### PROBLEM DESCRIPTION
Could you copy out all the lines in the material below where the word "unwrap" occurs?
START DATA SUPPLIED
PR #436, opened 2022-05-14
Cli: Fix make command failure reporting

TheCharlatan:
The failure was never reported before, because of an early return


TheCharlatan:
Rebased.

src/farcasterd/runtime.rs
```diff
@@ -857,59 +857,56 @@ impl Runtime {
...
-                        Request::Success(OptionDetails(Some(msg))),
-                    ));
-                    self.arb_addrs.insert(pub_offer_id, arbitrating_addr);
-                    self.acc_addrs
-                        .insert(pub_offer_id, monero::Address::from_str(&accordant_addr)?);
-                } else {
-                    let msg = "This Public offer was previously registered";
-                    warn!("{}", msg.err());
+                };
+                if res.is_err() {
```
h4sh3d, line 904: use `if let Err(err) = res {` instead and avoid `.err().unwrap()` later.

h4sh3d: use `if let Err(err) = res {` instead and avoid `.err().unwrap()` later.

h4sh3d (changes requested):
ACK

src/farcasterd/runtime.rs
TheCharlatan: Done in 241291397afca2d3b87c1c5abfbd86b4273bb000

h4sh3d (approved):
END DATA SUPPLIED
### OUTPUT BELOW
h4sh3d, line 904: use `if let Err(err) = res {` instead and avoid `.err().unwrap()` later.
h4sh3d: use `if let Err(err) = res {` instead and avoid `.err().unwrap()` later.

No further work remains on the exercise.